We should try various curl options, make sure we are handling cookies appropriately, etc.

kaldari created this task.Apr 18 2016, 5:30 PM
Restricted Application added a subscriber: Aklapper. · View Herald TranscriptApr 18 2016, 5:30 PM
DannyH triaged this task as Normal priority.Apr 18 2016, 5:33 PM
DannyH added a subscriber: DannyH.
kaldari raised the priority of this task from Normal to High.Apr 18 2016, 5:35 PM
DannyH set the point value for this task to 5.Apr 18 2016, 5:36 PM

As per a quick investigation by Bryan, the server does not support HEAD requests and gets confused when faced with one. One possible solution is to try a curl for full body when a head curl returns 405.

bd808 added a subscriber: bd808.EditedApr 18 2016, 5:58 PM
$ curl --head --silent --location http://www.eonline.com/au/news/386489/2013-grammy-awards-winners-the-complete-list
HTTP/1.1 405 Method Not Allowed
Server: Apache/2.2.3 (CentOS) mod_jk/1.2.32 PHP/5.1.6
Allow: GET
Content-Language: en
Content-Length: 1090
Content-Type: text/html;charset=ISO-8859-1
Cache-Control: max-age=60
Expires: Mon, 18 Apr 2016 17:49:41 GMT
Date: Mon, 18 Apr 2016 17:48:41 GMT
Connection: keep-alive
Set-Cookie: adEdition=us; expires=Tue, 19-Apr-2016 17:48:41 GMT; path=/; domain=.eonline.com
Set-Cookie: geoEdition=us; expires=Tue, 19-Apr-2016 17:48:41 GMT; path=/; domain=.eonline.com
Vary: User-Agent

Dropping the --head option gives a 200 OK response. This indicates that the server at www.eonline.com doesn't support the HEAD verb. I think that this is actually not going to be uncommon in general. The use of HEAD requests by the bot is a good idea generally, but it should probably treat any 4xx other than 404 and any 5xx response code to HEAD requests as a signal to try a normal GET request.
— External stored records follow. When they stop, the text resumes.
PR #7071, opened 2020-02-24
Histogram aggregator: Enable non-cumulative stats

### LINKED ISSUE #7034: Enable non-cumulative values in histogram aggregator
## Feature Request

*Histogram plugin currently only creates cumulative histograms; proposal is to add an option for ordinary histograms.*

### Proposal:

The [histogram aggregator plugin](https://github.com/influxdata/telegraf/tree/master/plugins/aggregators/histogram) should be able put values in buckets without cumulating smaller values.

### Current behavior:

> The histogram aggregator plugin creates histograms containing the counts of field values within a range.
>
> Values added to a bucket are also added to the larger buckets in the distribution. This creates a cumulative histogram.

For example with buckets `[0.0, 10.0, 100.0]` and values `0, 1, 15, 20`, following metrics are generated:

```
measurement,le=0.0 field_bucket=1i
measurement,le=10.0 field_bucket=3i
measurement,le=100.0 field_bucket=4i
measurement,le=+Inf field_bucket=4i
```

### Desired behavior:

There should be a configuration option `cumulative` (boolean, defaults to true) that defines whether values added to a bucket are also added to the larger buckets.

With `cumulative = false` and the same buckets `[0.0, 10.0, 100.0]` and values `0, 1, 15, 20`, following metrics should be generated:

```
measurement,le=0.0 field_bucket=1i
measurement,le=10.0 field_bucket=1i
measurement,le=100.0 field_bucket=2i
measurement,le=+Inf field_bucket=0i
```

It may also be considered adding a `gt` (greater than) tag:

```
measurement,gt=-Inf,le=0.0 field_bucket=1i
measurement,gt=0.0,le=10.0 field_bucket=1i
measurement,gt=10.0,le=100.0 field_bucket=2i
measurement,gt=100.0,le=+Inf field_bucket=0i
```

### Use case:

Grafana's [Heatmap panel](https://grafana.com/docs/grafana/latest/features/panels/heatmap/) works with [pre-bucketed data](https://grafana.com/docs/grafana/latest/features/panels/heatmap/#pre-bucketed-data), but it requires the data to be non-cumulative.

Example with buckets `[0.0, 10.0, 100.0, 1000.0]` and non-cumulative bucketing (note that I've used the `le` tag and renamed `+Inf` to `>1000` as Grafana reads the tag values as numbers. A `gt` tag would be much better here):

```
time                 le    response_time_ms_bucket
----                 --    -----------------------
2020-02-17T08:40:20Z 0     1
2020-02-17T08:40:20Z 10    2
2020-02-17T08:40:20Z 100   1
2020-02-17T08:40:20Z 1000  2
2020-02-17T08:40:20Z >1000 0
...
2020-02-17T08:41:00Z 0     0
2020-02-17T08:41:00Z 10    2
2020-02-17T08:41:00Z 100   1
2020-02-17T08:41:00Z 1000  2
2020-02-17T08:41:00Z >1000 0
...
2020-02-17T08:41:30Z 0     0
2020-02-17T08:41:30Z 10    1
2020-02-17T08:41:30Z 100   0
2020-02-17T08:41:30Z 1000  4
2020-02-17T08:41:30Z >1000 0
```

grafik

grafik

fxedel:
Closes #7034.

### Required for all PRs:

### DIFF
--- a/plugins/aggregators/histogram/README.md
+++ b/plugins/aggregators/histogram/README.md
@@ -3,8 +3,9 @@
 The histogram aggregator plugin creates histograms containing the counts of
 field values within a range.
 
-Values added to a bucket are also added to the larger buckets in the
-distribution.  This creates a [cumulative histogram](https://en.wikipedia.org/wiki/Histogram#/media/File:Cumulative_vs_normal_histogram.svg).
+If `cumulative` is set to true, values added to a bucket are also added to the
+larger buckets in the distribution. This creates a [cumulative histogram](https://en.wikipedia.org/wiki/Histogram#/media/File:Cumulative_vs_normal_histogram.svg).
+Otherwise, values are added to only one bucket, which creates an [ordinary histogram](https://en.wikipedia.org/wiki/Histogram#/media/File:Cumulative_vs_normal_histogram.svg)
 
 Like other Telegraf aggregators, the metric is emitted every `period` seconds.
 By default bucket counts are not reset between periods and will be non-strictly
@@ -16,7 +17,7 @@ increasing while Telegraf is running. This behavior can be changed by setting th
 Each metric is passed to the aggregator and this aggregator searches
 histogram buckets for those fields, which have been specified in the
 config. If buckets are found, the aggregator will increment +1 to the appropriate
-bucket otherwise it will be added to the `+Inf` bucket.  Every `period`
+bucket. Otherwise, it will be added to the `+Inf` bucket.  Every `period`
 seconds this data will be forwarded to the outputs.
 
 The algorithm of hit counting to buckets was implemented on the base
@@ -39,16 +40,20 @@ of the algorithm which is implemented in the Prometheus
   ## of accumulating the results.
   reset = false
 
+  ## Whether bucket values should be accumulated. If set to false, "gt" tag will be added.
+  ## Defaults to true.
+  cumulative = true
+
   ## Example config that aggregates all fields of the metric.
   # [[aggregators.histogram.config]]
-  #   ## The set of buckets.
+  #   ## Right borders of buckets (with +Inf implicitly added).
   #   buckets = [0.0, 15.6, 34.5, 49.1, 71.5, 80.5, 94.5, 100.0]
   #   ## The name of metric.
   #   measurement_name = "cpu"
 
   ## Example config that aggregates only specific fields of the metric.
   # [[aggregators.histogram.config]]
-  #   ## The set of buckets.
+  #   ## Right borders of buckets (with +Inf implicitly added).
   #   buckets = [0.0, 10.0, 20.0, 30.0, 40.0, 50.0, 60.0, 70.0, 80.0, 90.0, 100.0]
   #   ## The name of metric.
   #   measurement_name = "diskio"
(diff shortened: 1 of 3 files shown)


plugins/aggregators/histogram/README.md
```diff
@@ -39,16 +40,20 @@ of the algorithm which is implemented in the Prometheus
   ## of accumulating the results.
   reset = false
 
+  ## Whether bucket values should be accumulated. If set to false, "gt" tag will be added.
+  ## Defaults to true.
+  cumulative = true
```
ssoroka: What's going to be the value if this isn't set in a user's config?

fxedel: If `cumulative` isn't set in config, it defaults to true:

https://github.com/influxdata/telegraf/blob/55ad4fb3ebdb1e106f7c46ee3ff131920086fbfb/plugins/aggregators/histogram/histogram.go#L67-L75

plugins/aggregators/histogram/histogram.go
```diff
@@ -167,18 +180,35 @@ func (h *HistogramAggregator) groupFieldsByBuckets(
...
 
-	h.groupField(metricsWithGroupedFields, name, field, count, tags)
+		h.groupField(metricsWithGroupedFields, name, field, count, tags)
+	} else {
+		buckets := h.getBuckets(name, field)
+		for index, count := range counts {
+			tags[bucketLeftTag] = bucketNegInf
+			if index > 0 {
+				tags[bucketLeftTag] = strconv.FormatFloat(buckets[index-1], 'f', -1, 64)
+			}
```
danielnelson: I think all we should add is non-cumulative buckets, can't we just stick the raw counts into the bucket instead of incrementing?  The bucket specifiers in the configuration are defined as the right borders, so by definition nothing should go into the -Inf bucket, negative values should be included in the smallest bucket.

fxedel: Hello @danielnelson, what exactly do you mean by "stick the raw counts into the bucket instead of incrementing"?

> The bucket specifiers in the configuration are defined as the right borders, so by definition nothing should go into the -Inf bucket, negative values should be included in the smallest bucket.

When you say they should go "into the XY bucket", you're meaning the bucket with right border XY, right? Because that's just how my implementation works, I only use the specified bucket borders and +Inf as right bucket borders - the `le` tag (which is the right bucket border) has the same values as in the cumulative case. However, in the non-cumulative case, buckets not only have an upper bound but also a lower bound. I wanted to also include that information with the `gt` tag as it can be quite difficult in tools like grafana to get information from the next-lower bucket to receive the left border of the current bucket. I also find this more concrete, as a metric with tags `gt=0.0, le=1.0` simply defines the mathematical interval `]0, 10]`.  (In the cumulative case, intervals are always `]-Inf, 0]`, `]-Inf, 10]`, ...)

danielnelson: I see now, was mixed up by the change in what is being iterated over, buckets vs counts, and I didn't notice that -Inf is for a new tag.

What I'm wondering now is if it makes sense to merge these loops, they are mostly doing the same thing only the non-cumulative doesn't add to count and adds the extra tag.  Something like this (untested):

```diff
+ lowerBound := "-Inf"
count := int64(0)
for index, bucket := range h.getBuckets(name, field) {
+	if !h.Cumulative {
+		count = 0
+		tags[bucketLeftTag] = lowerBound
+		lowerBound = strconv.FormatFloat(bucket, 'f', -1, 64)
+	}

	count += counts[index]
	tags[bucketRightTag] = strconv.FormatFloat(bucket, 'f', -1, 64)
	h.groupField(metricsWithGroupedFields, name, field, count, copyTags(tags))
}
```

The GET should only be done if HEAD proves to be fruitless. If a server doesn't support head, it would return a 405, so why consider a 5xx or 4xx codes that aren't 404s or 405s, to be a bad HEAD request? I'm a little confused.

bd808 added a comment.Apr 19 2016, 1:04 AM

The GET should only be done if HEAD proves to be fruitless. If a server doesn't support head, it would return a 405, so why consider a 5xx or 4xx codes that aren't 404s or 405s, to be a bad HEAD request? I'm a little confused.

Reliance on the 405 status code is assuming that the backing server actually uses the proper HTTP status code for its response. I'm pretty sure that you are going to run into lots of them that do not. I think it should be safe to assume that a 404 response to a HEAD request means that the requested resource does not exist, but I don't think it is safe to assume that only 405 will be used to signal "OMG I never read the HTTP spec and I have no idea what to do with the HEAD verb".

Niharika claimed this task.Apr 26 2016, 8:23 AM
Niharika moved this task from Ready to In Development on the Community-Tech-Sprint board.

Just one minor suggestion (inline at GitHub).

kaldari closed this task as Resolved.Apr 29 2016, 9:20 PM
kaldari moved this task from Needs Review/Feedback to Done on the Community-Tech-Sprint board.

When I modified Niharika's code, while it's generating the correct output, the tests for some reason fail.

DannyH moved this task from Untriaged to Archive on the Community-Tech board.